The Motorized Brigade "Cremona" was an infantry brigade of the Italian Army. The brigade's headquarters was in the city of Turin. The brigade carried on the name and traditions of the 44th Infantry Division "Cremona".

== History ==
=== Constitution ===
After the Second Italian War of Independence the Austrian Empire had to cede the Lombardy region of the Kingdom of Lombardy–Venetia to the Kingdom of Sardinia. After taking control of the region the government of Sardinia ordered the Royal Sardinian Army on 29 August 1859 to raise five infantry brigades and one grenadier brigade in Lombardy. Subsequently, on 1 November 1859 the Brigade "Cremona" was activated with the 21st Infantry Regiment and 22nd Infantry Regiment, which had been re-raised on 29 August 1859.

Together with the Brigade "Brescia" in Bergamo and the 6th Field Artillery Regiment it formed the 6th Division of the Line. The brigade was quickly sent to Southern Italy to suppress the popular revolt of the peasant population against the annexation of the Kingdom of the Two Sicilies into the new Kingdom of Italy.

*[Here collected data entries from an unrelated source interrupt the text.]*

PR #1029, opened 2022-08-08
[perf] Speed-up unit tests execution

### LINKED ISSUE #1136: Speed up subs method
@pharmpy-dev-123 found that 5% of time in unit tests was spent in `statements.subs` so we should try to optimize.

Some ideas:

1. Add an `xreplace` method and use that in applicable cases (most?).

2. Create an even faster method that only replace symbols

3. Use symengine for statements. There are some incompatibilities between sympy and symengine that need to be worked around. Either by confining the use of symengine to certain classes and convert to sympy when going outside, by some wrapping functions or by fixing the issues directly in symengine.py

pharmpy-dev-123:
> @rikardn REVIEW. I do not see how to fix the leftover bullet points for `conditional_joint_normal`.

### Speed-up individual parameter statistics calculations

Current speed-up on my machine is roughly x15 (120s at 194e544, 8s with this PR)

```sh
tox -e py39 -- -n0 -qq tests/modeling/test_results.py::{test_calc_pk_two_comp_bolus,test_calculate_pk_parameters_statistics,test_calculate_individual_parameter_statistics}
```

Tricks used:
  - [x] 1. Reuse expensive `sympy` `MultivariateNormal` objects when possible (by caching the output of `RandomVariable#sympy_rv` but also through manual management).
  - [x] 2. Use `xreplace` instead of `subs` (see https://github.com/sympy/sympy/issues/22240)
  - [x] 3. Avoid creating many different lambdified expressions by passing the parameter samples as parameters to the lambda instead of incorporating them into the lambdification. Two-stage sampling is unavoidable because we first sample the OMEGAs, then we sample the ETAs, so it also makes abstracting more difficult.
  - [x] 4. Sample directly through `numpy`. Makes point 1 kind almost moot. We could maybe refactor back to higher-level abstraction `RandomVariables#sample`. Problem is how to make point 3 work with a higher-level abstraction. And we could also we want to refactor to a lower-level abstraction to avoid the use of `functools.lru_cache` that cache expensive `lambdify` calls.
  - [x] 5. First convert sympy matrices to symengine, then call `xreplace`.
  - [x] 6. Hard-code individual symbol replacements by dict lookup.
  - [x] 7. Reuse samples when evaluating multiple expressions simultaneously.
  - [x] 8. Project multivariate normals down to what is strictly necessary for the current sampling.

### Speed-up `subs`

Brought down overall test usage of `subs` from > 10% to ~2%.

  - [x] Fix #1136
  - [x] Shortcut when substitution dictionary is "simple".

### Speed-up `conditional_joint_normal`

  - [x] ~Reuse intermediate computation.~ Merged via #1156
  - [ ] Find a way to reuse intermediate values in loops using `conditional_joint_normal`
  - [ ] Find a way to get rid of matrix inversion

### Speed-up `RandomVariable.normal`

  - [x] ~Directly query variance for nonnegativity, instead of asking for positive-semidefiniteness of 1x1 covariance matrix.~ Merged via #1156

### Speed-up `get_unit_of`

  - [x] Filter unit equations before passing them to `sympy.solve`.


src/pharmpy/random_variables.py
```diff
@@ -1185,7 +1185,10 @@ def _sample_expr_from_rvs(sampling_rvs, expr, parameters, samples, rng):
 
     ordered_symbols, fn = _lambdify_canonical(expr)
     data = _sample_rvs_subset(sampling_rvs, ordered_symbols, samples, rng)
-    return fn(*data)
+    results = fn(*data)
+    # FIXME Why is this necessary? Was not before sympy 1.11.0 and is not with
+    # cse=False.
+    return results[0] if isinstance(results, list) else results
```
pharmpy-dev-123, line 1213: See https://github.com/sympy/sympy/pull/23538#issuecomment-1225962565

rikardn:
I think we should wait with this until the redesign of `RandomVariables` since this PR changes the top level API it should instead use the new API. I think you are right that a higher focus on the distributions rather than the random variables is warranted since there is a tight coupling within a distribution. So `RandomVariables` should contain `Distribution`s

src/pharmpy/random_variables.py
pharmpy-dev-123: https://github.com/sympy/sympy/pull/23975 was merged and [the patch is included in sympy 1.11.1](https://github.com/sympy/sympy/wiki/release-notes-for-1.11.1#changes). I'll rebase, edit, and resolve later.

pharmpy-dev-123: Reverted since the bug was fixed upstream.

rikardn (approved):
Good catches!

rikardn:
Sorry. Only reviewed the last commit. Perhaps this and other commits could be split out so we could merge them separately?

src/pharmpy/expressions.py
```diff
@@ -56,3 +56,142 @@ def _free_images_iter(expr: sympy.Expr) -> Iterable[sympy.Expr]:
...
+    )
+
+
+@lru_cache(maxsize=256)
+def _sympify_new(new) -> sympy.Expr:
+    # NOTE This mimics sympy's input coercion in subs
+    return sympy.sympify(new, strict=not isinstance(new, (str, type)))
+
+
+def subs(expr: sympy.Expr, mapping: Dict[sympy.Expr, sympy.Expr], simultaneous: bool = False):
```
rikardn, line 80: Do we need the `simultaneous` option? In my mind it should always be `True`, but perhaps there are use cases for `False` that I couldn't think of.

src/pharmpy/expressions.py
```diff
@@ -56,3 +56,142 @@ def _free_images_iter(expr: sympy.Expr) -> Iterable[sympy.Expr]:
...
+        return sympy.Integer(0)
+    if fn is sympy.Mul:
+        return sympy.Integer(1)
+    if fn is sympy.Pow:
+        return sympy.Integer(1)
+
+    raise ValueError(f'{type(fn)}: {repr(fn)}')
+
+
+def prune(predicate: Callable[[sympy.Expr], bool], expr: sympy.Expr):
```
rikardn, line 166: What does this function do? Perhaps a small comment to explain.

src/pharmpy/model/random_variables.py
```diff
@@ -137,15 +148,35 @@ def subs(self, d):
...
+        mean = subs(self._mean, d)
+        variance = subs(self._variance, d)
         name = self._names[0]
         if name in d or sympy.Symbol(name) in d:
             name = d.get(name, d.get(sympy.Symbol(name)))
             if isinstance(name, sympy.Symbol):
                 name = name.name
         return NormalDistribution((name,), self._level, mean, variance)
 
+    def __getitem__(self, index):
```
rikardn, line 160: Interesting idea. What will be returned by indexing?

src/pharmpy/distributions.py
```diff
@@ -0,0 +1,38 @@
+from __future__ import annotations
+
+from abc import abstractmethod
+from typing import Union
+
+from pharmpy.deps import numpy as np
+
+
+class NumericDistribution:
```
rikardn, line 9: Do we still need these? They are very similar to the "symbolic" distribution classes.

pharmpy-dev-123: What I use is the polymorphism of the `sample` method. It makes sense to build intermediate objects since substituting symbols is so costly (I have not solved that problem yet because it is the `.subs` method of `sympy` `Matrix` objects, and also it's better to reuse built `numpy` objects).

pharmpy-dev-123: The names should be improved.

src/pharmpy/model/random_variables.py
pharmpy-dev-123: The marginal!

src/pharmpy/expressions.py
pharmpy-dev-123: It removes nodes from expressions. I use it instead of `expr.subs({sympy.exp: 1})` which replaces `e^x` subexpressions by `1`. I'll add a docstring.

src/pharmpy/expressions.py
pharmpy-dev-123: I wanted this to be a drop-in replacement for `.subs`. Some current uses of `subs` seemed to need `simultaneous = False` but this can be revisited.

The advantage of having a `subs` function that can do everything correctly and some things faster than `.subs` is that it can be used everywhere without thinking. If we manage to have a faster `subs` even when `simultaneous` is `False` then we won't have to change anything to benefit from the speed-up.

pharmpy-dev-123: Another example where a fast non-simultaneous `subs` could be useful is when computing `full_expression`.

src/pharmpy/expressions.py
pharmpy-dev-123: > I'll add a docstring.

Done.

src/pharmpy/distributions.py
pharmpy-dev-123: I gave a try at a new polymorphic API to create numeric distribution from symbolic ones: `numeric_dist = symbolic_dist.evalf(parameters)` and then `numeric_dist.sample(...)`.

During the Third Italian War of Independence the brigade participated in General Enrico Cialdinis march from the lower Po river to Isonzo river in July 1866.

=== World War I ===
At the outbreak of hostilities between Kingdom of Italy and the Austrian Empire in 1915 the Cremona along with the "Friuli" Brigade formed the 16th Division of the Line. For next years the brigade was on the Isonzo front and participated in the twelve Battles of the Isonzo. After the Italian Army's collapse after the Twelfth Battle of the Isonzo the brigade managed to retreat to the Piave front, but had to absorb the remnants of the "Tortona" Brigade to compensate for the heavy losses it had suffered. In 1918 the brigade fought in the second and third Battles of Monte Grappa. For their conduct during the war the brigade's two regiments were each an awarded a Silver Medal of Military Valor.

=== World War II ===

In 1926 the brigade received the 88th Infantry Regiment "Friuli" and became the infantry component of the 20th Infantry Division "Curtatone and Montanara". The same year the brigade was renamed as XX Infantry Brigade. On 24 August 1939 the 20th Infantry Division "Curtatone and Montanara" was split into the 20th Infantry Division "Friuli" and the 44th Infantry Division "Cremona". The Cremona consisted of the 21st and 22nd Infantry Regiment, 7th Artillery Regiment and the XC CCNN Battalion "Pisa".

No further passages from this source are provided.